There was a butterfly or bird migration who would fly around a massive lake rather than cutting out several miles flying over it.
Scientists couldn't figure out why they didn't go over it.
Until they went way back in history and discovered that this lake used to be a mountain and the butterflies/ birds have followed the exact same path despite the mountain turning into a lake over years and years.

I was astonished!

Also I love mushrooms and fungi.
There is evidence that trees communicate using fungul networks of mycelium underground, a tree on one side of a forrest can warm trees the other side of the forrest, 40 miles away and those trees can make their leaves taste bitter or put up other defences before the pest is even close to them.
it's amazing.

Also a tree stump 'grandparent' can be sustained for years (decades) by theor 'grandchildren'. They share nutrients with fallen members. There's a great book about it.
hidden life of trees.

When Germany was two countries there was obviously a border with electric fences and guard towers.

These were taken down decades ago.

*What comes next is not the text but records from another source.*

PR #282, opened 2026-06-21
connectors: extract shared agent-facing shapers into connectors/views

roznet:
Pull the pure response-shaping out of the MCP server into a neutral
connectors.views module so the upcoming GPT/OpenAPI front-door shares the
exact same shaping — and the same meteorological guardrails (cross-check is
context-not-downgrade; convective provenance note) — as the Claude MCP
connector, with no risk of the two drifting.

Moved verbatim (behaviour-preserving): summarize_advisories,
summarize_altitude_table, advisory_detail, convective_detail, nwp_block, plus
the CROSS_CHECK / CONVECTIVE note constants. New shared briefing_freshness_status
captures the tiered refresh-gate -> status/stale-note logic. mcp/server.py now
imports these (private aliases preserved so existing call sites and tests are
untouched).

Co-Authored-By: Claude Opus 4.8 (1M context) <noreply@anthropic.com>
Claude-Session: https://claude.ai/code/session_011B1i4zRH3NPEg8Y199bYF5

### DIFF
--- a/designs/INDEX.md
+++ b/designs/INDEX.md
@@ -167,6 +167,13 @@ Pilot post-flight judgement (cancelled/flown) on past flights — Phase 1 of #92
 Key exports: `FlightDebrief`, `Decision`, `ConditionTag`, `OutcomeValue`, `compute_stats`, `upsert_debrief`, `list_debriefed_flight_ids`
 → Full doc: debrief.md
 
+## Connectors (agent integrations)
+
+### chatgpt-connector [project]
+Native ChatGPT support (Custom GPT + OpenAPI Action) as the sibling of the Claude MCP connector: two thin front-doors over one core. Shared response shaping + meteorological guardrails in `connectors/views.py`; the ChatGPT REST router (`api/agent.py`, mounted `/agent/v1`) reuses upstream logic in-process (read endpoints via the same helpers, write endpoints by calling the existing route handlers directly). Isolated OpenAPI at `/agent/v1/openapi.json`; OAuth reuses the `mcp` scope with a pre-provisioned (DCR-registered) confidential client. No CORS change (server-to-server).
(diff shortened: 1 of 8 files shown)


roznet:
Thanks for the review. Addressed in `334a0d9`:

**Fixed (blockers)**
- **#2 auth ordering** — `_resolve_latest_pack` now calls `_load_flight_or_404(db, flight_id, viewer_id=user_id)` first, matching every `packs.py` read endpoint. Closes the leak where `getAdvisoryDetail` / `getDigestContext` could surface refresh state / pack existence (via `get_refresh_status` / `list_packs`) for a flight the caller doesn't own before the later `_get_pack_dir` gate ran.
- **#3 TypeError → 500** — the "advisory not found" 404 built `", ".join(...)` over a list that can contain `None`; now filters Nones. Same latent pattern fixed in the other front-door (`mcp/server.py`).

**Batched in**
- **#5** — added `advisory_detail` coverage to `test_connectors_views.py`: the load-bearing `CROSS_CHECK_NOTE` is always injected (with and without a catalog entry).

**Not changed (with reasoning)**
- **#1 OpenAPI paths** — does not apply to this FastAPI version. `APIRouter(prefix="/agent/v1")` prepends the prefix in `add_api_route`, so `agent_router.routes` already carry `/agent/v1/*`. Verified empirically: `get_openapi(routes=agent_router.routes)` emits `{"paths": {"/agent/v1/flights": …}}`. The isolated schema is correct as-is.
- **#4 full past list** — deliberate parity with the MCP `list_flights` tool, which calls `/flights` (returns the full past list for MCP/iOS clients, `past_limit` omitted). Capping here would diverge the two front-doors, which is the opposite of this PR's goal.

---

Issue #283, opened 2026-06-23
Make NWP convective track model-native (tower-top/cover/precip) instead of CAPE-derived


roznet:
## Summary

Make the **NWP convective track** (`assess_convective_nwp`) derive its risk level from each model's **native convective-scheme output** (convective cloud-top height, cover, convective precipitation) instead of from CAPE. Today the NWP "risk level" is CAPE-derived on *every* path, so it is near-circular with the thermodynamic (DD) track and the `dd_nwp_agreement` advisory cannot fire on real divergence. After this change we have **two genuinely independent convective assessments** — DD (parcel CAPE/CIN/regime) and NWP (model's own scheme) — for models that expose native fields, and a CAPE fallback for models that don't (AROME / UKMO / Météo-France, all Open-Meteo-sourced).

This is the explicitly **deferred follow-up** recorded in `designs/future/meteorology-decisions.md` §5 ("Making the NWP tier itself cover/geometry-driven … was considered here and deferred").

## Background — current behaviour (the problem)

`src/weatherbrief/analysis/sounding/convective.py` → `assess_convective_nwp()` (currently ~L477–574) has three branches — `nwp` (GFS, has cover), `nwp_hybrid` (ICON, base+top), `nwp_lcl_top` (ECMWF, hcct top only) — and **all three set `risk` from `_CAPE_THRESHOLDS`**. `convective_cover_pct` and the convective base/top are only *attached* to the result, never drive the risk. So `sounding.convective_nwp.risk_level == sounding.convective_thermo.risk_level` in almost all cases.

Consequences:
- `dd_nwp_agreement.py` compares `convective_thermo.risk_level` vs `convective_nwp.risk_level` (`_risk_distance >= 2`); since both are CAPE, the convective category is effectively dead.
- The genuinely model-native signals (GFS convective cover, ICON/ECMWF convective tower top, ECMWF `cp`) are decoded but never affect the NWP risk level.

## Real-world evidence (regression anchors)

Two refreshed flights around Reims/LFQA (run ECMWF 2026-06-23 12z), validated against Windy (Sat: clear AM, TS PM; Sun: TS from the morning):

[...]

PR #284, opened 2026-06-23
Make NWP convective risk model-native (tower-top driven, not CAPE)

roznet:
## Summary

Implements #283 Phase 1 + Phase 2: transforms `assess_convective_nwp` from CAPE-driven (identical to DD thermo track) to **model-native** (driven by the model's own convective scheme output). This restores independence to the two convective assessment tracks, enabling `dd_nwp_agreement` to fire on real divergence instead of near-circular comparison.

### Core Logic (`src/weatherbrief/analysis/sounding/convective.py`)

- **Tower-top as primary scale:** Convective risk now derives from `convective_top_ft` (FL thresholds: FL380→EXTREME, FL280→HIGH, FL200→MODERATE, FL120→LOW, present→MARGINAL) via new `_risk_from_conv_top()` and `_native_convective_risk()`.
- **Cover modifier (GFS):** Numerous cover (≥35%) bumps the top-derived tier up one level, capped at HIGH. When only cover is present (no top), it sets a depth-unknown tier capped at MODERATE.
- **Quiet scheme → NONE:** A native model with no convective top and no meaningful cover returns a real NONE assessment (not `None`), so `dd_nwp_agreement` can compare it against DD.
- **CAPE fallback (`method="nwp_cape_fallback"`):** Only when diagnostics carry no native cloud content at all. Distinct method lets `dd_nwp_agreement` skip the now-circular comparison, and `convection_realized` treats it like `thermo` (CAPE under another name, goes through the realized-vs-potential gate).
- **Firing gate + native corroboration (Phase 2):** 
  - `_convection_realized_nwp()`: checks for measurable convective precip (>0.1 mm/h) or meaningful cover (>15%).
  - `_apply_firing_gate()`: holds a MODERATE+ tower down one level if dry (no precip/cover), or bumps a realized cell up on strong native indices (K-index >35, Total Totals >50, precip >0.5 mm/h).
- **Strong-CIN suppression retained:** CIN < −200 J/kg still holds down one level (partial Phase 1 handling of capped towers).
- **New helper `_up_one()`:** Raises risk by one ordinal level (clamped at EXTREME).
- **Updated `convection_realized()`:** Now treats `"nwp_cape_fallback"` like `"thermo"` (parcel CAPE, goes through the gate), not as native-realized.

### GRIB Decoding (`src/weatherbrief/fetch/grib/decode.py`, `src/weatherbrief/fetch/grib/__init__.py`)

- **ICON mixed-layer CAPE/CIN:** Surfaced as `ml_cape_jkg` / `ml_cin_jkg` on `NWPCloudDiagnostics`.
- **ECMWF a1 native stability indices:** K-index (`k_index_c`), Total Totals (`total_totals_c`), mixed-layer CAPE/CIN (`ml_cape_jkg` / `ml_cin_jkg`) surfaced directly; convective precip (`cp`) accumulated and rate-computed in the merge loop.
- **Convective precip rate tracking:** ECMWF `cp` (accumulated since init) differenced across consecutive a1 files to compute `convective_precip_mm_h`.

### Data Model (`src/weatherbrief/models/analysis.py`, `src/weatherbrief/analysis/spatial_interpolation.py`)

- **NWPCloudDiagnostics extended:** Added `convective_precip_mm_h`, `k_index`, `total_totals`, `ml_cape_jkg`, `ml_cin_jkg` fields for Phase 2 firing gate and corroboration.
- **Spatial interpolation:** Lerp logic added for new diagnostic fields.

### Advisory Guar

https://claude.ai/code/session_01M7oUp9WPARRC6x9Lx31wTn


roznet:
Thanks for the review — addressed all three in `b9c7d14`:

**I1 (altitude-filter regression) — fixed.** Confirmed the regression: with a quiet-NWP active track `conv.top_ft` is `None`, so when the DD-floor guardrail raised `graded_risk`, the below-cruise skip was bypassed and the advisory fired for convection topping out below cruise. Applied the suggested fix — fall back to `thermo_conv.top_ft` (the EL) when the DD floor is what raised the grade and the active track has no geometry. This restores the pre-#283 altitude awareness (where a quiet NWP returned `None` and the slot fell back to thermo) while keeping the DD-HIGH-never-suppressed safety. Added a regression test (`test_dd_floor_uses_thermo_el_for_altitude_filter`): FL300 cruise over a capped loaded gun with thermo EL at FL180 → GREEN, not RED.

**I2 (`designs/convective-analysis.md`) — fixed.** Synced the whole doc to the model-native method: Method 2, the per-model table, Stage 7 (DD-floor guardrail incl. the I1 altitude fallback), Stage 8 (native firing signal; noted the `dd_nwp_agreement` convective category removal), the Inconsistencies section, and the GFS/ICON/ECMWF pipeline summaries. The ECMWF block was additionally stale from before ECMWF GRIB integration (said "Open-Meteo only / NWP None") — corrected to the `nwp_lcl_top` native path.

**M1 (note text) — fixed.** The `dd_not_corroborated` note now distinguishes trace-but-present precip (`conv precip X mm/h, no cover`) from genuine absence (`no convective precip/cover`). Test added.

On the meteorological/terrain note (FL thresholds are AMSL) — agreed it's a pre-existing AMSL-metric limitation, not introduced here; leaving as-is.

Reminder for the record: the new GRIB decode (cfgrib shortnames for `cp`/`kx`/`totalx`/`mlcape100`/`mlcin100`, `cape_ml`/`cin_ml`, and the ECMWF `cp` de-accumulation) still needs validation against a real run before merge — they degrade gracefully to `None` if a name is off. Full suite green locally (1 pre-existing unrelated `test_google_login_redirects` OAuth failure).

---

roznet:
Round 2 addressed in `078a313`:

**I1 (cross-check fallback) — fixed.** Confirmed the gap: a diagnostic carrying only stability indices (`ml_cape`/`kx`/…) passes `build_*`'s `has_any` but fails `_has_native_cloud_content` → CAPE fallback → all firing channels absent → spurious `dd_not_corroborated`. Added the guard `if nwp.method == "nwp_cape_fallback": return None` (mirrors the removed `dd_nwp_agreement` skip). Test added.

**I2 (doc Recommendation 1) — fixed.** Corrected the mislabeled "✅ IMPLEMENTED" snippet to the actual MetPy-primary / NWP-fallback `effective_cape` (NWP raw CAPE is *not* in the max pool), with the divergence rationale.

**M1 — fixed.** `designs/future/meteorology-decision.md` → `designs/meteorology-decisions.md §4`.

**M2 — documented.** Noted that `_nwp_cape_fallback_risk`'s MARGINAL bar (`cape >= 10`) is intentionally looser than `_risk_from_cape`'s (the fallback has no LFC/EL geometry to gate on).

**M3 — test added.** Firing-gate + CIN double-suppression (HIGH → MODERATE via gate → LOW via CIN) — the two independent suppressors (not-firing AND capped) are intentional and bounded.

Thanks for the thorough cross-model robustness pass — agreed with the GFS/ICON/ECMWF/others analysis (the ECMWF first-step `cp=None` → tower-kept behaviour is intended and the forward-fill picks up the rate from the next anchor).

I've reached the 2-round auto-fix cap on this PR, so I'll hand back to the author from here rather than iterating further automatically. Still flagging the real-GRIB decode validation (cfgrib shortnames + ECMWF `cp` de-accumulation) as the one item needing a hands-on check before merge.

---

roznet:
Round 3 addressed in `29bffc0`:

**Imp 3 (ECMWF tower lost when LCL=None) — fixed.** This was the one real correctness/safety finding: the `hcct` branch required `lcl is not None`, so a valid convective top was silently dropped to NONE when LCL couldn't be computed (dry profile) — an under-warning. Now the tower is kept (base unknown/None) when LCL is unavailable; the `top > lcl` artefact guard still applies when LCL is present. Regression test added (`test_nwp_lcl_top_keeps_tower_when_lcl_none`).

**Imp 1 (circular cross-check via fallback) — fixed.** Dropped the `or sounding.convective` fallback for the thermo side; with `convective_method="nwp"` it could pass the NWP track as both args (uncatchable by the `nwp_cape_fallback` guard). `convective_cross_check` already returns None when thermo is missing, so no behavioural loss.

**Imp 2 — documented.** Noted that the firing gate and CIN suppression stack to an intentional, bounded two-level hold-down (already covered by `test_nwp_firing_gate_and_cin_double_suppression`).

**Min 4 / 5 / 6 — done.** Cross-check note rounds the tower FL (FL330 not FL332); thresholds noted as approximate (geometric height, not pressure altitude); the `model_active_dd_quiet` note now distinguishes "no DD instability" from "marginal DD instability".

Your cross-model robustness summary matched my read (GFS/ECMWF/ICON/others all correct; ICON corroboration intentionally never fires for lack of native k-index/total-totals).

Local suite green. As before, the GRIB decode (cfgrib shortnames + ECMWF `cp` de-accumulation) still wants a real-data check before merge — that's the author's pending validation.

---

roznet:
Round 4 addressed in `0745a10` — and the K-index catch was a good one.

**Important (ECMWF `kx` in Kelvin) — fixed.** Confirmed the physics: K-index = (T₈₅₀+Td₈₅₀+Td₇₀₀) − T₅₀₀ − T₇₀₀ has 3 positive / 2 negative temperature terms, so a Kelvin computation carries a +273.15 offset — `k_index > 35` would be always-true and fire the corroboration bump for every realized ECMWF cell. Rather than guess the unit, I added a defensive normalization in the decoder that's correct either way: a value >100 is unambiguously Kelvin (a real K-index in °C never exceeds ~45) → subtract 273.15; °C passes through. Total Totals is offset-immune (terms cancel), left as-is. Test added (`test_ecmwf_k_index_kelvin_normalized`). This also removes the need to special-case it during your real-data validation.

**Min (altitude-filter fallback too narrow) — fixed.** Broadened to use the *deeper* of the active and thermo tops when the DD floor raised the grade — so a shallow non-None NWP top (your FL150-vs-FL350 case) no longer filters out a point graded HIGH by a deep DD EL. Test added.

**Min (string-based note routing) — fixed.** `_apply_firing_gate` now returns `(risk, note, is_driver)`; the caller routes by flag, not by matching "corroborated".

**Min (duplicate `_num`/`_raw` closures) — fixed.** Extracted a shared module-level `_opt_float` helper.

Thanks also for the explicit "checked and found correct" list (cp de-accumulation math, prev_cp step-0 tracking, CIN sign convention, etc.) — useful confirmation. Local suite green.

I think the substantive review surface is now exhausted across four rounds; the only remaining merge gate is the real-ECMWF-GRIB validation (now just confirming the shortnames decode — the K-index unit is handled either way).

---

PR #306, opened 2026-06-26
ECMWF cp fires NWP convective track without a tower; character prefers native cp

roznet:
## Why

Investigating EGTF→BIG→LFAT→LFQA 2026-06-27 (D-1): Windy showed vigorous convection over the Channel on ECMWF, but our briefing read it as benign (NWP convective track NONE, convective-character GREEN) while flagging Reims. Root cause — ECMWF's own scheme **is** precipitating convectively over the Channel (`cp` peaks **4.26 mm/h @ ~52 nm**, with 0.4–1.2 mm/h either side), but two §14 Phase-1/2 assumptions broke:

1. **"No tower top ⇒ quiet scheme ⇒ NONE."** ECMWF's `hcct` (convective top) is sentinel/absent across the whole Channel *even where `cp` fires*, and ECMWF has no convective-cover field. So `assess_convective_nwp` fell through to the quiet branch → NONE, with the `cp` we already decode sitting unused. The Phase-2 firing gate only ever *holds a tower down* — no symmetric path to *lift NONE up*. This is the marine/**elevated** convection case (surface parcel has zero CAPE, so the DD/parcel track is also quiet).
2. **Character "realized" read Open-Meteo `showers`, which is structurally 0.0 for ECMWF IFS** (verified: 0.00 at every point while total precip was 4.38 mm/h). So no ECMWF point could ever be "realized" by precip → GREEN.

## What

- **`cp` is now a first-class native firing signal** (`convective.py`). No tower top + no cover + `cp > 0.1` → tier from a convective-precip-rate ladder (`method="nwp_precip"`): ≥2.0 → MODERATE, ≥0.5 → LOW, ≥0.1 → MARGINAL. **Tower top stays primary whenever present** — ladder is the geometry-absent fallback only. Capped at MODERATE (depth unknown from rate); skips the firing-gate hold-down + precip-corroboration (would double-count `cp`). Rate is resolution-dependent → thresholds are a synoptic-scale v1.
- **Convective-character "realized" prefers GRIB-native `convective_precip_mm_h` over Open-Meteo `showers`** for any model carrying NWP diagnostics; Open-Meteo fallback only for non-GRIB models (AROME/UKMO/MF). The "use the GRIB variable, not Open-Meteo" principle.

## Effect (validated on the real pack)

- **NWP track over the Channel: NONE → fires** — 52 nm `cp` 4.26 → **MODERATE**, 72 nm → LOW, 42/62/82 nm → MARGINAL; tower-top points (10–22 nm) still `nwp_lcl_top` (geometry primary).
- **ECMWF convective character: GREEN → AMBER "Scattered cells" (20% of route)** under the shipped default method.
- **Graded severity colour over the Channel is unchanged** — §14's DD-floor (`max(native, thermo)`) already graded it MODERATE off elevated MU-CAPE. This is a narrative / character / track-independence fix, plus it lets the inline cross-check reflect the firing the model actually forecasts.
- **Safety asymmetry preserved:** `cp` can only *add* a firing signal, never downgrade a DD red.

## Tests / docs

- 3 new regression tests in `tests/test_convective.py`: precip-rate tiering, the ECMWF Channel case (`cp` fires when `hcct` absent → MODERATE), tower-top-stays-primary guard.
- Full suite: **2984 passed, 9 skipped, 0 failed**.
- Logged as meteorology-decisions **§14 Phase 3** (reasoning + the revisited Phase-1 "precip is yes/no only" stance).

> Note: visible effect reaches users only after a refresh recomputes packs — existing packs hold the pre-computed soundings.

### DIFF
--- a/designs/meteorology-decisions.md
+++ b/designs/meteorology-decisions.md
@@ -1384,6 +1384,79 @@ a yes/no firing gate.
 - `tests/test_convective.py` — native-top tiering, cover modifier + cap,
   cover-only scale, CIN suppression, quiet-native NONE, CAPE-fallback path, and
   the Reims regression anchors.
+
+### Phase 3 — `cp` fires the NWP track without a tower; character prefers native `cp`
+
+**Date:** 2026-06-26
+**Status:** Implemented.
+**Context:** EGTF→BIG→LFAT→LFQA 2026-06-27 (D-1). Over the Channel, ECMWF's own
+scheme is precipitating convectively — `cp` peaks **4.26 mm/h at ~52 nm**, with
+0.4–1.2 mm/h either side — matching what Windy shows. But the NWP track read
+**NONE** the whole way across, and the convective-character advisory read ECMWF
+**GREEN**. Two Phase-1/2 assumptions broke here:
+
+1. **"No tower top ⇒ quiet scheme ⇒ NONE."** Phase 1 made `convective_top_ft`
+   (`hcct`) the primary native scale on the premise that a firing scheme emits a
+   tower top. ECMWF violates it: `hcct` is sentinel/absent across the entire
+   Channel *even where `cp` = 4 mm/h*, and ECMWF has no convective-cover field.
+   So `assess_convective_nwp` fell through to the quiet branch → NONE, with the
+   `cp` we already decode sitting unused on the same diagnostics object. The
+   Phase-2 firing gate only ever *holds a tower down*; there was no symmetric
+   path to *lift NONE up* when `cp` fires without geometry. This is the marine /
+   **elevated** convection case — the surface parcel has zero CAPE (DD quiet),
+   so neither track saw it.
+2. **Character "realized" read Open-Meteo `showers`, which is structurally 0.0
+   for ECMWF IFS.** `showers_at_point()` returns Open-Meteo's convective-only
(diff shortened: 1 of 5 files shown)


roznet:
Thanks — addressed in 14fd7ed8.

**Important (CIN suppression on `nwp_precip`) — fixed.** Guarded the strong-CIN block with `if method != "nwp_precip":`. `cp` proves the scheme fired, so penalising it on surface/ML CIN is circular (the parameterisation already overcame the elevated inhibition, which a negative surface/ML CIN doesn't describe). Added `test_nwp_precip_not_suppressed_by_strong_cin` covering both a strong negative ML-CIN (−300, the preferred source) and a strong negative surface CIN — both now leave the precip-derived MODERATE tier intact. Good catch: the prior test sidestepped it via `cin_surface = 0`.

**Minor (mm/h vs mm at `showers = native_cp`) — noted in code.** Added a comment recording the mm/h ≈ mm equivalence for the hourly step and a flag to revisit if `showers_mm` is ever recalibrated. No behavioural change (numerically equal for hourly data).

**Minor (threshold comment at 0.1) — reworded.** `# MARGINAL lower bound (entry gate requires precip > 0.1)`.

Full `tests/test_convective.py` green (126 passed). Nothing deferred.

But deer still act as if there is a barrier, they can see deer on the other side but don't cross.

So it is like they have a superstition.

swedex · 08/03/2023 05:48

This thread is fabulous I'd love to spend time exploring all of it!
I love looking at old maps and comparing how places have changed

At the other end of the spectrum I follow whores of yore on insta and there's some fascinating stories about sexual activity in the past!

KrasiTime · 08/03/2023 08:05

Great thread.

We had a paternoster lift at Leeds University. I Was there in the 80’s no idea if it’s still in use.

k1233 · 08/03/2023 08:07

Glass octupuses

Things that are utterly bloody fascinating
BabyTa · 08/03/2023 11:49

the five by hallie rubenhold about naming and giving a voice to the victims of Jack The Ripper, especially the fact very vulnerable women were branded prostitutes even though they weren't

ElizabethBest · 08/03/2023 11:57

@BabyTa I've read that, it was brilliant! I've read quite a bit of "ripperology" over the years, and never really got to know the real stories of the women themselves.

OP posts:
SinnerBoy · 08/03/2023 12:14

k1233 · Today 08:07

Glass octupuses

They are pretty amazing, aren't they?

GrannyWeatherwaxsHatpin · 08/03/2023 12:29

DailyMaui · 07/03/2023 22:24

The Spitalfields Life website is my black hole - I can spend hours and hours on there. I used to live near there and it is my favourite part of London - the layers and layers of history are fascinating. I've been on one of the Gentle Author's walking tours and it was really good. The books sold on the website are also a wonderful source of information about that area.

spitalfieldslife.com/

I'm also quite obsessed with Charles Booth's poverty maps of old London and wish they would do more series of "The Secret History of Our Streets"

Have you read Lucy Inglis’ “Into the Streets”? It started out as a blog, IIRC, but was then published as a book. It’s excellent!